Dataset content below:

Issue #8876, opened 2025-10-22
[Improvement] In the Kerberos security mode, after the Knox proxy Gravitino UI is enabled, Gravitino initiates authentication. Users passing through the Knox proxy are not directly transmitted to the Gravitino user system


forLp811:
### What would you like to be improved?

Generally, if kereros is enabled, the UI interface cannot be opened. In our production environment, we have inherited the Knox proxy Gravitino Web UI, and the interface can be successfully opened. However, after Gravitino enables authentication, it cannot obtain the Knox login user. Gravitino needs to enhance its ability to obtain the proxy user.

forLp811:
> ### What would you like to be improved?
> Generally, if kereros is enabled, the UI interface cannot be opened. In our production environment, we have inherited the Knox proxy Gravitino Web UI, and the interface can be successfully opened. However, after Gravitino enables authentication, it cannot obtain the Knox login user. Gravitino needs to enhance its ability to obtain the proxy user.
> 
> ### How should we improve?
> _No response_

I have already fixed this issue in my production environment. The PR is as follows: https://github.com/apache/gravitino/pull/8877. Please refer to it.

PR #8877, opened 2025-10-22
improve [#8876] Handle the doAs users of the Knox proxy, Solve the issue where after enabling authorization for gravitino, the proxy users who login through knox cannot be identified.

forLp811:

In the Kerberos security mode,  Solve the issue where after enabling authorization for gravitino, the proxy users who login through knox cannot be identified，this pr Support identification of Knox's doAs users （knox's log eg: 25/09/11 06:26:16 ||880e3d9e-2ab3-4df9-b1fb-192ff83a95cb|audit|10.56.33.123|GRAVITINO|testaa|||dispatch|uri|http://kk1:8090/api/metalakes?_t=1757586340965&doAs=testaa|success|Response status: 200）

After Knox proxyed the Gravitino UI, Gravitino enabled authorization , The gravitino needs to identify the principal for the Kerberos login

Fix: #(8876)

NO

It has been verified in our production environment and has been deployed

### DIFF
--- a/server-common/src/main/java/org/apache/gravitino/server/authentication/Authenticator.java
+++ b/server-common/src/main/java/org/apache/gravitino/server/authentication/Authenticator.java
@@ -21,6 +21,7 @@ package org.apache.gravitino.server.authentication;
 
 import java.security.Principal;
 import org.apache.gravitino.Config;
+import javax.servlet.http.HttpServletRequest;
 
 /** The interface provides authentication mechanism. */
 public interface Authenticator {


server-common/src/main/java/org/apache/gravitino/server/authentication/KerberosAuthenticator.java
```diff
@@ -169,15 +181,22 @@ private Principal retrievePrincipalFromToken(String serverPrincipal, byte[] clie
...
         throw new UnauthorizedException("GssContext isn't established", challenge);
       }
-
-      // Usually principal names are in the form 'user/instance@REALM' or 'user@REALM'.
-      List<String> principalComponents =
-          Splitter.on('@').splitToList(gssContext.getSrcName().toString());
-      if (principalComponents.size() != 2) {
-        throw new UnauthorizedException("Principal has wrong format", AuthConstants.NEGOTIATE);
+      String doAsUser = getDoAsUserFromRequest(request);
+      // If the doAs parameter exists, use that user; otherwise, use the user in the Kerberos token.
```
roryqi, line 185: This is not safe. We should limit the users which the user can impersonate.

roryqi:
There are several points to discuss:
1. Is the parameter `doAs` standard operation for Hadoop system?
2. We should limit the users which is allowed impersonate, this should be a configuration files.
3. Should the simple mode be thought about `doAs`?
4. The interfaces shouldn't be bind to HTTP. Maybe we support other protocols, we can reuse the authenticator as soon as we can.

forLp811:
> There are several points to discuss:
> 
> 1. Is the parameter `doAs` standard operation for Hadoop system?
> 2. We should limit the users which is allowed impersonate, this should be a configuration files.
> 3. Should the simple mode be thought about `doAs`?
> 4. The interfaces shouldn't be bind to HTTP. Maybe we support other protocols, we can reuse the authenticator as soon as we can.

In the Hadoop ecosystem, if Kerberos is enabled, Knox is a dedicated component used to act as an intermediary for the Web UI., This "doAs" is merely a parameter name for the Knox component. The user still needs to login using the Kerberos password, and it is secure. 

simple mode, webui can be opened normally, then Knox is not necessary.

forLp811:
> > There are several points to discuss:
> > 
> > 1. Is the parameter `doAs` standard operation for Hadoop system?
> > 2. We should limit the users which is allowed impersonate, this should be a configuration files.
> > 3. Should the simple mode be thought about `doAs`?
> > 4. The interfaces shouldn't be bind to HTTP. Maybe we support other protocols, we can reuse the authenticator as soon as we can.
> 
> In the Hadoop ecosystem, if Kerberos is enabled, Knox is a dedicated component used to act as an intermediary for the Web UI., This "doAs" is merely a parameter name for the Knox component. The user still needs to login using the Kerberos password, and it is secure.
> 
> simple mode, webui can be opened normally, then Knox is not necessary.

Our company uses Knox to proxy the Kerberos-based Gravitino WebUI. This improvement has resolved the issue of abnormal authentication caused by the principal user passed through Knox (this user is simply called "doAs" in Knox).

roryqi:
@lmccay Could you give some suggestion about this issue?

PR #8880, opened 2025-10-22
[#8881] improvement(fileset): use fileset write lock instead of schema lock for fileset creation

youngyjd:

Scope locking down from schema-level to a fileset-level write lock during fileset creation. This allows multiple filesets to be created concurrently within the same schema and should improve create-fileset throughput.

The schema-wide lock serialized all creations within a schema, becoming a bottleneck. Using a per-fileset write lock reduces contention and increases parallelism. Note: this is a performance–consistency trade-off; during active writes, listing operations may briefly return incomplete results until creations commit.

Fix: #8881 

no

manual testing


mchades:
LGTM. @yuqi1129 could you please also take a review, thx!

Issue #8821, opened 2025-10-16
[Improvement] Support get all partition stats for a table


FANNG1:
### What would you like to be improved?

Some systems may need to retrieve all partition stats and select proper partition to do some action. it's hard to pass  `PartitionRange` to get all partitions currently.

FANNG1:
@jerqi PTAL

roryqi:
I‘ll take a look.

PR #8894, opened 2025-10-23
[#8821] feat(core,server): Supports to query all partition statisitics

roryqi:

 Supports to query all partition statisitics

Fix: #8821

No.

Added IT.

### DIFF
--- a/api/src/main/java/org/apache/gravitino/stats/PartitionRange.java
+++ b/api/src/main/java/org/apache/gravitino/stats/PartitionRange.java
@@ -38,6 +38,9 @@ public class PartitionRange {
 
   private PartitionRange() {}
 
+  /** A PartitionRange that includes all partitions. */
+  public static final PartitionRange ALL_PARTITIONS = new PartitionRange();
+
   /**
    * Creates a PartitionRange which only has upper bound partition name.
    *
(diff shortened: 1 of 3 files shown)


api/src/main/java/org/apache/gravitino/stats/PartitionRange.java
```diff
@@ -38,6 +38,9 @@ public class PartitionRange {
 
   private PartitionRange() {}
 
+  /** A PartitionRange that includes all partitions. */
+  public static final PartitionRange ALL_PARTITIONS = new PartitionRange();
```
FANNG1, line 42: is it nesseary to update related document?

clients/client-java/src/test/java/org/apache/gravitino/client/integration/test/StatisticIT.java
```diff
@@ -180,6 +181,20 @@ public void testPartitionStatisticLifeCycle() {
     Assertions.assertEquals(statistics[1].name(), "custom-k2");
     Assertions.assertEquals(statistics[1].value().get(), StatisticValues.stringValue("v2"));
 
+    // Test list all partitions
+    listedStats =
```
FANNG1, line 185: this is the test for memory store? Have you test lance store?

roryqi: This case tested the Lance storage.

api/src/main/java/org/apache/gravitino/stats/PartitionRange.java
roryqi: We don't have similar documents.

PR #8904, opened 2025-10-23
[#8909] feat(lance): Add metric systems to lance server

youngyjd:

1. Added Lance REST server metrics constant (MetricsSource.java)
2. Added MapperConfig rule to transform Dropwizard metrics to Prometheus format
3. Integrated metrics collection in Lance REST service (LanceRESTService.java)
4. Enables automatic exposure of metrics at /metrics and /prometheus/metrics endpoints

Observability is needed for the new lance rest service.

Fix: #8909 

Yes - New metrics endpoints

Standalone mode:
- http://localhost:9101/metrics (Dropwizard JSON format)
- http://localhost:9101/prometheus/metrics (Prometheus text format)

Auxiliary mode:
- Metrics exposed on all service ports (8090, 9001, 9101) showing unified metrics from all services

Unit tests

### DIFF
--- a/.github/workflows/gvfs-fuse-build-test.yml
+++ b/.github/workflows/gvfs-fuse-build-test.yml
@@ -2,10 +2,11 @@ name: Build gvfs-fuse and testing
 
 # Controls when the workflow will run
 on:
-  push:
-    branches: [ "main", "branch-*" ]
-  pull_request:
-    branches: [ "main", "branch-*" ]
+  # Temporarily disable
+  # push:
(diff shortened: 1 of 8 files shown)


lance/lance-rest-server/src/main/java/org/apache/gravitino/lance/LanceRESTService.java
mchades, line 1: we should also add the metric annotation to the rest method

Issue #11068, opened 2026-05-13
[Subtask] Add built-in IdP group meta storage model


lasdf1234:
### Describe the subtask

Add the built-in IdP group metadata relational storage model under `plugins:idp-basic`, including the group persistent object, MyBatis mapper, SQL provider factory, backend-specific SQL providers, mapper registration updates, and corresponding tests.

Related PR: https://github.com/lasdf1234/gravitino/pull/6

### Parent issue

https://github.com/apache/gravitino/issues/10959

PR #11127, opened 2026-05-18
[#11068] feat(authn): Add built-in IdP group meta storage model

lasdf1234:

This PR adds the built-in IdP group metadata relational storage model under `plugins:idp-basic`.

It introduces:
- the `IdpGroupPO` persistent object for built-in IdP groups
- the `IdpGroupMetaMapper` MyBatis mapper for querying, inserting, soft deleting, and cleaning legacy group metadata
- the `IdpGroupMetaSQLProviderFactory` together with base, H2, and PostgreSQL SQL providers for group metadata
- mapper package registration updates so the built-in IdP group mapper is loaded by the `idp-basic` plugin
- tests covering the group PO, SQL providers, and storage behavior

This PR keeps the new group metadata storage implementation aligned with the existing built-in IdP user metadata code by:
- following the same PO, mapper, and SQL provider structure
- keeping MySQL in the base provider and using dedicated H2 and PostgreSQL providers for dialect differences
- using the shared storage test base and mapper-driven test setup already used by the user metadata tests

The built-in IdP needs a relational group metadata model so group records can be persisted and queried consistently across the supported JDBC backends.

Part of apache/gravitino#11068

No.

```bash
./gradlew --no-daemon :plugins:idp-basic:test -PskipITs -PskipDockerTests=false \
  --tests org.apache.gravitino.idp.storage.po.TestIdpGroupPO \
  --tests org.apache.gravitino.idp.storage.mapper.TestIdpBasicMapperPackageProvider \
  --tests org.apache.gravitino.idp.storage.mapper.TestIdpGroupMetaSQLProviderFactory \
  --tests org.apache.gravitino.idp.storage.mapper.provider.base.TestIdpGroupMetaBaseSQLProvider \
  --tests org.apache.gravitino.idp.storage.mapper.provider.h2.TestIdpGroupMetaH2Provider \
  --tests org.apache.gravitino.idp.storage.mapper.provider.postgresql.TestIdpGroupMetaPostgreSQLProvider \
  --tests org.apache.gravitino.idp.storage.mapper.TestIdpGroupMetaStorage
```

`TestIdpGroupMetaStorage` covers H2, MySQL, and PostgreSQL when `-PskipDockerTests=false` is set.


plugins/idp-basic/src/main/java/org/apache/gravitino/idp/storage/mapper/provider/base/IdpGroupMetaBaseSQLProvider.java
```diff
@@ -0,0 +1,70 @@
...
+
+  public String deleteIdpGroupMetasByLegacyTimeline(
+      @Param("legacyTimeline") Long legacyTimeline, @Param("limit") int limit) {
+    return "DELETE FROM "
+        + IdpGroupMetaMapper.IDP_GROUP_TABLE_NAME
+        + " WHERE deleted_at > 0 AND deleted_at < #{legacyTimeline} LIMIT #{limit}";
+  }
+
+  protected String currentTimeMillisExpression() {
+    return "(UNIX_TIMESTAMP() * 1000.0) + EXTRACT(MICROSECOND FROM CURRENT_TIMESTAMP(3)) / 1000";
```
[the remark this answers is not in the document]
lasdf1234: Consistent with the original code

plugins/idp-basic/src/test/java/org/apache/gravitino/idp/storage/po/TestIdpGroupPO.java
```diff
@@ -0,0 +1,84 @@
...
+
+  @Test
+  public void testBuilderReuseDoesNotMutateBuiltObject() {
+    var builder =
+        IdpGroupPO.builder()
+            .withGroupId(1L)
+            .withGroupName("engineering")
+            .withCurrentVersion(1L)
+            .withLastVersion(1L)
+            .withDeletedAt(0L);
```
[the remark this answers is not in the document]
lasdf1234: This project uses version 10 or higher.

plugins/idp-basic/src/main/java/org/apache/gravitino/idp/storage/mapper/provider/base/IdpGroupMetaBaseSQLProvider.java
```diff
@@ -0,0 +1,68 @@
...
+
+  public String deleteIdpGroupMetasByLegacyTimeline(
+      @Param("legacyTimeline") Long legacyTimeline, @Param("limit") int limit) {
+    return "DELETE FROM "
+        + IdpGroupMetaMapper.IDP_GROUP_TABLE_NAME
+        + " WHERE deleted_at > 0 AND deleted_at < #{legacyTimeline} LIMIT #{limit}";
+  }
+
+  protected String currentTimeMillisExpression() {
+    return "(UNIX_TIMESTAMP() * 1000.0)";
```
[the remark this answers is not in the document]
lasdf1234: Consistent with the original code

plugins/idp-basic/src/main/java/org/apache/gravitino/idp/storage/mapper/provider/postgresql/IdpGroupMetaPostgreSQLProvider.java
```diff
@@ -0,0 +1,42 @@
...
+  }
+
+  @Override
+  public String deleteIdpGroupMetasByLegacyTimeline(
+      @Param("legacyTimeline") Long legacyTimeline, @Param("limit") int limit) {
+    return "DELETE FROM "
+        + IdpGroupMetaMapper.IDP_GROUP_TABLE_NAME
+        + " WHERE group_id IN (SELECT group_id FROM "
+        + IdpGroupMetaMapper.IDP_GROUP_TABLE_NAME
+        + " WHERE deleted_at > 0 AND deleted_at < #{legacyTimeline} LIMIT #{limit})";
```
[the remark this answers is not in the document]
lasdf1234: Your statement is incorrect. It's not about deleting data in sequence; it's about deleting the data completely. This suggestion has been made many times before, so please don't repeat it!

plugins/idp-basic/src/main/java/org/apache/gravitino/idp/storage/mapper/IdpGroupMetaSQLProviderFactory.java
```diff
@@ -0,0 +1,109 @@
...
+              "No IdP group SQL provider registered for backend %s (databaseId: %s)",
+              jdbcBackendType, databaseId));
+    } catch (IllegalArgumentException e) {
+      throw new IllegalStateException(
+          String.format(
+              "Unsupported IdP group SQL provider databaseId: %s, supported backends: %s",
+              databaseId, IDP_GROUP_META_SQL_PROVIDER_MAP.keySet()),
+          e);
+    }
+  }
```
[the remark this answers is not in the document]
lasdf1234: The core module also did not include this test class.IDP also doesn't plan to do it.

plugins/idp-basic/src/test/java/org/apache/gravitino/idp/storage/mapper/TestIdpUserMetaStorage.java
```diff
@@ -42,7 +42,16 @@ class TestIdpUserMetaStorage extends AbstractIdpMetaStorageTest {
...
+    IdpUserPO firstUser =
+        IdpUserPO.builder()
+            .withUserId(1L)
+            .withUserName("alice")
+            .withPasswordHash("hash-a")
+            .withCurrentVersion(1L)
+            .withLastVersion(0L)
+            .withDeletedAt(0L)
+            .build();
+    idpUserMetaMapper.insertIdpUser(firstUser);
```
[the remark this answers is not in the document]
lasdf1234: This is not the content of this PR.

lasdf1234:
cc @roryqi  Could you please review this PR for me? THX

plugins/idp-basic/src/main/java/org/apache/gravitino/idp/storage/po/IdpGroupPO.java
```diff
@@ -0,0 +1,41 @@
...
+
+@Getter
+@EqualsAndHashCode
+@ToString
+@NoArgsConstructor(access = AccessLevel.PRIVATE)
+@AllArgsConstructor(access = AccessLevel.PRIVATE)
+@Builder(setterPrefix = "with")
+public class IdpGroupPO {
+  private Long groupId;
+  private String groupname;
```
roryqi: You should use groupName here. 
Why do we use username instead of userName?
Because username is one word. `group name` is two words.

plugins/idp-basic/src/main/java/org/apache/gravitino/idp/storage/mapper/IdpGroupMetaSQLProviderFactory.java
```diff
@@ -0,0 +1,109 @@
...
+      new IdpGroupMetaPostgreSQLProvider();
+
+  private static final Map<JDBCBackendType, IdpGroupMetaBaseSQLProvider>
+      IDP_GROUP_META_SQL_PROVIDER_MAP =
+          ImmutableMap.of(
+              JDBCBackendType.MYSQL, IDP_GROUP_META_BASE_PROVIDER,
+              JDBCBackendType.H2, IDP_GROUP_META_H2_PROVIDER,
+              JDBCBackendType.POSTGRESQL, IDP_GROUP_META_POSTGRESQL_PROVIDER);
+
+  static IdpGroupMetaBaseSQLProvider getProvider(String databaseId) {
```
roryqi: Could u extract a util method? It's similar to user meta mapper. We reuse the method.
It will better that we can extract abstract class similar to BaseSQLProviderFactory.

plugins/idp-basic/src/test/java/org/apache/gravitino/idp/storage/mapper/TestIdpGroupMetaStorage.java
```diff
@@ -0,0 +1,174 @@
...
+
+import java.io.IOException;
+import org.apache.gravitino.idp.storage.po.IdpGroupPO;
+import org.apache.gravitino.storage.relational.session.SqlSessionFactoryHelper;
+import org.junit.jupiter.api.Tag;
+import org.junit.jupiter.params.ParameterizedTest;
+import org.junit.jupiter.params.provider.MethodSource;
+
+@Tag("gravitino-docker-test")
+class TestIdpGroupMetaStorage extends AbstractIdpMetaStorageTest {
```
roryqi, line 39: Will it run the user tests iff we extends `AbstractIdpMetaStorageTest` directly. 
You have two options:
1) Remove user tests from `AbstractIdpMetaStorageTest`, add a user test class TestIdpUserMetaStorage
2) Put all the test cases to `AbstractIdpMetaStorageTest` and rename `AbstractIdpMetaStorageTest` to `IdpMetaStorageTest`.

plugins/idp-basic/src/main/java/org/apache/gravitino/idp/storage/mapper/provider/postgresql/IdpGroupMetaPostgreSQLProvider.java
```diff
@@ -0,0 +1,42 @@
...
+  protected String currentTimeMillisExpression() {
+    return "CAST(EXTRACT(EPOCH FROM CURRENT_TIMESTAMP) * 1000 AS BIGINT)";
+  }
+
+  @Override
+  public String deleteIdpGroupMetasByLegacyTimeline(
+      @Param("legacyTimeline") Long legacyTimeline, @Param("limit") int limit) {
+    return "DELETE FROM "
+        + IdpGroupMetaMapper.IDP_GROUP_TABLE_NAME
+        + " WHERE group_id IN (SELECT group_id FROM "
```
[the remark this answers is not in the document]
lasdf1234: Both "group_id" and "user_id" are primary keys, so there is no such issue.

plugins/idp-basic/src/main/java/org/apache/gravitino/idp/storage/po/IdpGroupPO.java
lasdf1234: Got groupName rename to groupname

plugins/idp-basic/src/test/java/org/apache/gravitino/idp/storage/mapper/TestIdpGroupMetaStorage.java
lasdf1234: I chose the first option. TestIdpUserMetaStorage and TestIdpGroupMetaStorage will run the test case.

plugins/idp-basic/src/main/java/org/apache/gravitino/idp/storage/mapper/IdpGroupMetaSQLProviderFactory.java
lasdf1234: Got IdpBaseSQLProviderFactory has been created.

plugins/idp-basic/src/main/java/org/apache/gravitino/idp/storage/po/IdpGroupPO.java
```diff
@@ -0,0 +1,41 @@
...
+import lombok.Builder;
+import lombok.EqualsAndHashCode;
+import lombok.Getter;
+import lombok.NoArgsConstructor;
+import lombok.ToString;
+
+@Getter
+@EqualsAndHashCode
+@ToString
+@NoArgsConstructor(access = AccessLevel.PRIVATE)
```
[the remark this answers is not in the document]
lasdf1234: Be consistent with the previous code.

lasdf1234:
cc @roryqi All the codes have been modified. Please review them for me.

plugins/idp-basic/src/main/java/org/apache/gravitino/idp/storage/mapper/provider/base/IdpGroupMetaBaseSQLProvider.java
```diff
@@ -0,0 +1,84 @@
...
+        + " current_version as currentVersion,"
+        + " last_version as lastVersion, deleted_at as deletedAt"
+        + " FROM "
+        + IdpGroupMetaMapper.IDP_GROUP_TABLE_NAME
+        + " WHERE deleted_at = 0 "
+        + "<foreach collection='groupNames' item='groupName'"
+        + " open='AND group_name IN (' separator=',' close=')'>"
+        + "#{groupName}"
+        + "</foreach>"
+        + "</script>";
```
yuqi1129, line 50: `selectIdpGroups(emptyList)` returns **every** active group instead of an empty result — when `groupNames` is empty the `<foreach open='AND group_name IN ('...>` block is skipped entirely, so the WHERE clause reduces to `deleted_at = 0`.

This matches the pre-existing `selectIdpUsers` behavior (see `TestIdpUserMetaStorage.java:92-94`) and `TestIdpGroupMetaStorage.java:85-87` explicitly pins it, so it isn't a regression. But it's a footgun: typical SQL conventions treat an empty `IN ()` as "matches nothing", and a future caller doing `selectIdpGroups(filteredNames)` where `filteredNames` is empty after some upstream filter would silently get every active group instead of zero rows.

Two paths if you want to keep this PR scoped:

1. Add a one-line javadoc on `IdpGroupMetaMapper.selectIdpGroups` (and ideally on `selectIdpUsers` too) saying "an empty list returns all active groups; pass `null` for an explicit error".
2. Or change the SQL to `<foreach ... open=' AND group_name IN ('><if test="false">...` — well actually the cleaner version is `<if test="groupNames != null and !groupNames.isEmpty()">AND group_name IN <foreach...></if>` plus a `<choose>` that yields `1=0` when the list is empty if you want "empty list means no match".

Option 1 is cheap and preserves the existing convention.

plugins/idp-basic/src/main/java/org/apache/gravitino/idp/storage/mapper/IdpBaseSQLProviderFactory.java
```diff
@@ -0,0 +1,98 @@
...
+
+abstract class IdpBaseSQLProviderFactory<T> {
+  private final T mysqlProvider;
+  private final T h2Provider;
+  private final T postgresqlProvider;
+  private final Map<JDBCBackendType, T> providerMap;
+  private final String providerName;
+
+  protected IdpBaseSQLProviderFactory(
+      String providerName, T mysqlProvider, T h2Provider, T postgresqlProvider) {
```
yuqi1129: The parameter named `mysqlProvider` here actually receives `new IdpGroupMetaBaseSQLProvider()` / `new IdpUserMetaBaseSQLProvider()` at the call sites — i.e. the **base** class is being passed as the "mysql" slot, not a MySQL-specific subclass. That works because `(UNIX_TIMESTAMP() * 1000.0)` in the base provider happens to be MySQL-flavored, but for a new reader it's surprising: looking at the H2 / PostgreSQL subclasses you naturally expect a `IdpGroupMetaMySQLProvider` next to them and there isn't one.

Two ways to make this self-documenting (pick whichever feels less invasive):

1. **Cheap** — rename the constructor parameter to `mysqlOrBaseProvider` (or `mysqlAndDefaultProvider`) and add one javadoc line saying "the base SQL provider is the MySQL provider by convention; H2 / PostgreSQL extend it with backend-specific overrides".
2. **Bigger** — rename `IdpGroupMetaBaseSQLProvider` → `IdpGroupMetaMySQLProvider` (and the user one too), then have an actual `IdpGroupMetaBaseSQLProvider` abstract class without the MySQL-specific default. That makes the constructor call read naturally: `super("...", new IdpGroupMetaMySQLProvider(), new IdpGroupMetaH2Provider(), new IdpGroupMetaPostgreSQLProvider())`.

Option 1 is cheap and worth doing here since this base class is now shared by both user and group factories — the confusion compounds once a third subclass shows up.

plugins/idp-basic/src/main/java/org/apache/gravitino/idp/storage/mapper/provider/base/IdpGroupMetaBaseSQLProvider.java
lasdf1234: Got. Add java doc. Resolved.

plugins/idp-basic/src/main/java/org/apache/gravitino/idp/storage/mapper/IdpBaseSQLProviderFactory.java
lasdf1234: The code needs to be consistent with that of the Core module. No additional "MySQLProvider" is required.

plugins/idp-basic/src/main/java/org/apache/gravitino/idp/storage/mapper/IdpBaseSQLProviderFactory.java
```diff
@@ -0,0 +1,98 @@
...
+  }
+
+  protected final T currentProviderInstance() {
+    return resolveProvider(currentDatabaseId());
+  }
+
+  protected final T resolveProvider(String databaseId) {
+    if (databaseId == null) {
+      throw new IllegalStateException(
+          String.format("MyBatis databaseId is not configured for %s.", providerName));
```
roryqi: Could u use `getClass().getSimpleName()` here instead of `providerName` here? Could u remove `providerName` in the constructor method?

plugins/idp-basic/src/main/java/org/apache/gravitino/idp/storage/mapper/IdpGroupMetaSQLProviderFactory.java
```diff
@@ -0,0 +1,80 @@
...
+  public static IdpGroupMetaBaseSQLProvider postgresqlProvider() {
+    return INSTANCE.postgresqlProviderInstance();
+  }
+
+  static IdpGroupMetaBaseSQLProvider getProvider(String databaseId) {
+    return INSTANCE.resolveProvider(databaseId);
+  }
+
+  public static String selectIdpGroup(@Param("groupName") String groupName) {
+    return INSTANCE.currentProviderInstance().selectIdpGroup(groupName);
```
roryqi: This pattern seems weird. 
It is weird to see `instance.stance`. 
There are some possible options, I am not sure which is better.
1. Could u make some methods become method instead of static methods.
2. Could u construct a instance currentProviderInstance directly?

roryqi: If you have no idea, I can help you rewrite the code.

lasdf1234: Got I use currentProvider() instead of INSTANCE

plugins/idp-basic/src/main/java/org/apache/gravitino/idp/storage/mapper/IdpBaseSQLProviderFactory.java
lasdf1234: Got,This is truly an excellent method. It has been revised and the code has become much more concise.

lasdf1234:
cc @roryqi  @yuqi1129  All the comments have been resolved. If you have time, please run the CI test for me. Thank you.

plugins/idp-basic/src/main/java/org/apache/gravitino/idp/storage/mapper/IdpBaseSQLProviderFactory.java
```diff
@@ -0,0 +1,68 @@
...
+ * under the License.
+ */
+
+package org.apache.gravitino.idp.storage.mapper;
+
+import java.util.Map;
+import org.apache.gravitino.storage.relational.JDBCBackend.JDBCBackendType;
+import org.apache.gravitino.storage.relational.session.SqlSessionFactoryHelper;
+
+final class IdpBaseSQLProviderFactory {
```
roryqi: Could u rename this class to `SQLProviderFactoryHelper`?

plugins/idp-basic/src/test/java/org/apache/gravitino/idp/storage/mapper/AbstractIdpMetaStorageTest.java
```diff
@@ -88,6 +84,7 @@ protected void init(String type) throws IOException {
     backend = new JDBCBackend();
     backend.initialize(config);
     sharedSession = SqlSessionFactoryHelper.getInstance().getSqlSessionFactory().openSession(true);
+    idpGroupMetaMapper = sharedSession.getMapper(IdpGroupMetaMapper.class);
```
roryqi: Could u remove mapper initialization to sub classes?

plugins/idp-basic/src/main/java/org/apache/gravitino/idp/storage/mapper/IdpBaseSQLProviderFactory.java
lasdf1234: Got resolved.

plugins/idp-basic/src/test/java/org/apache/gravitino/idp/storage/mapper/AbstractIdpMetaStorageTest.java
lasdf1234: Got remove mapper init into child class.

roryqi (approved):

End of Dataset content.

[Assignment]: Examine each line of the listing for the word "params" and state only how many lines contain it.

[Solution for this problem]: 2